In this section, we briefly discuss methods for computing eigenvalues and eigenvectors of dense matrices. With the factorization (5.4) of $B$, the GHEP (5.1) is reduced to the standard Hermitian eigenproblem (5.5). Then one may use the direct methods discussed in §4.2.

Specifically, in LAPACK [12], the following driver routines are provided for solving the GHEP (5.1) with $B$ positive definite:

• a simple driver xSYGV computes all the eigenvalues and (optionally) eigenvectors. The underlying algorithm is the QR algorithm; see §4.2.
• an expert driver xSYGVX computes all or a selected subset of the eigenvalues and (optionally) eigenvectors. If few enough eigenvalues or eigenvectors are desired, the expert driver is faster than the simple driver. This driver routine uses the QR algorithm or bisection method and inverse iteration, whichever is more efficient.
• a divide-and-conquer driver xSYGVD solves the same problem as the simple driver. It is much faster than the simple driver for large matrices, but uses more workspace. The name divide-and-conquer refers to the underlying divide-and-conquer algorithm; see §4.2.

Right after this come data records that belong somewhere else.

PR #3421, opened 2023-08-07
fix: false-positives for requiring re-authentication on update

### LINKED ISSUE #1889: Ask to re-authenticate despite only updating non-privileged fields.
**Describe the bug**

When wanting to update non-privileged traits like first/last names of an identity and the ```privileged_session_max_age``` has already passed I get an error stating the the login session needs to be refreshed (error.id === ```session_refresh_required```). From the documentation I see that this should only be the case for sensitive fields like the password, username and email.

image

The request payload I am sending (Note: neither the username, email or tos_accepted fields have changed. I only supplied them in the payload so it wont cause other errors telling me that required fields are missing.) I just want to update the first_name trait.

image

The response I got after waiting for ```privileged_session_max_age``` time to pass.

image

I am using the "Complete Settings Flow" in "profile" mode. Is this the correct approach? Or is updating such traits handled differently?

How can I achieve updating trivial traits without asking the user to refresh their session.

**Reproducing the bug**

Waiting till the ```privileged_session_max_age``` as passed and try to modify any traits that are not security critical.

**Expected behavior**

Updating of non-privileged traits like first/last name does not require re-authentication after the ```privileged_session_max_age``` has passed.

**Environment**

Docker v0.8.0

**Additional context**

None.

zepatrik:
closes #1889 

Somehow I could not reproduce the second case with the verified address, probably it is fixed already by accident. Added a test though.

### DIFF
--- a/identity/credentials.go
+++ b/identity/credentials.go
@@ -237,7 +237,14 @@ func CredentialsEqual(a, b map[CredentialsType]Credentials) bool {
 			return false
 		}
 
-		if !reflect.DeepEqual(expect.Identifiers, actual.Identifiers) {
+		expectIdentifiers, actualIdentifiers := make(map[string]struct{}, len(expect.Identifiers)), make(map[string]struct{}, len(actual.Identifiers))
+		for _, i := range expect.Identifiers {
+			expectIdentifiers[i] = struct{}{}
+		}
+		for _, i := range actual.Identifiers {
+			actualIdentifiers[i] = struct{}{}
+		}
+		if !reflect.DeepEqual(expectIdentifiers, actualIdentifiers) {
 			return false
 		}
 	}
--- a/identity/manager_test.go
+++ b/identity/manager_test.go
@@ -6,9 +6,10 @@ package identity_test
 import (
 	"context"
 	"fmt"
-	"github.com/ory/x/pointerx"
 	"testing"
 	"time"
+
+	"github.com/ory/x/pointerx"
 
 	"github.com/gofrs/uuid"
 
--- a/identity/manager_test.go
+++ b/identity/manager_test.go
@@ -6,6 +6,7 @@ package identity_test
 import (
 	"context"
 	"fmt"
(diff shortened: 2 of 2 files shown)


identity/credentials.go
```diff
@@ -237,7 +237,14 @@ func CredentialsEqual(a, b map[CredentialsType]Credentials) bool {
...
 
-		if !reflect.DeepEqual(expect.Identifiers, actual.Identifiers) {
+		expectIdentifiers, actualIdentifiers := make(map[string]struct{}, len(expect.Identifiers)), make(map[string]struct{}, len(actual.Identifiers))
+		for _, i := range expect.Identifiers {
+			expectIdentifiers[i] = struct{}{}
+		}
+		for _, i := range actual.Identifiers {
+			actualIdentifiers[i] = struct{}{}
+		}
+		if !reflect.DeepEqual(expectIdentifiers, actualIdentifiers) {
```
jonas-jonas, line 247: Doesn't this just check whether both arrays have the same length at the end, since you're just filling it with empty structs? It doesn't compare the actual credentials (anymore?), right?

aeneasr: Looks like it uses i not as the index but the value - so the identifier. Should be good then? I guess this prevents issues with ordering?

aeneasr: It's `for key, value := range []string{"abcde"}` so yes

jonas-jonas: My question is more geared towards whether we can trust that both `a` & `b` contain the same set of credentials, because that is not tested anymore!

A better test would be to order these credentials by some indicator and do a deepequal then.

aeneasr: Not sure if I follow - we tested the identifiers before and are testing them now also? The credential itself (config for example) is tested in the code above :)

jonas-jonas: >The credential itself (config for example) is tested in the code above :)

I see, I think I understand the code now, but it's a bit confusing... Thanks for the explanation.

Numerical analysis of the methods shows that if $B$ is ill-conditioned with respect to inversion, i.e., the condition number $\kappa_2(B) = \Vert B\Vert _2\Vert B^{-1}\Vert _2$ is large, the methods may be numerically unstable and/or have large errors in computed eigenvalues and eigenvectors. As yet there is no implementation of any direct method directly applicable to $A$ and $B$ while persevering with the symmetry of $A$ and $B$. An alternative approach would be to apply the QZ algorithm (see §8.2), but this will lose the symmetry.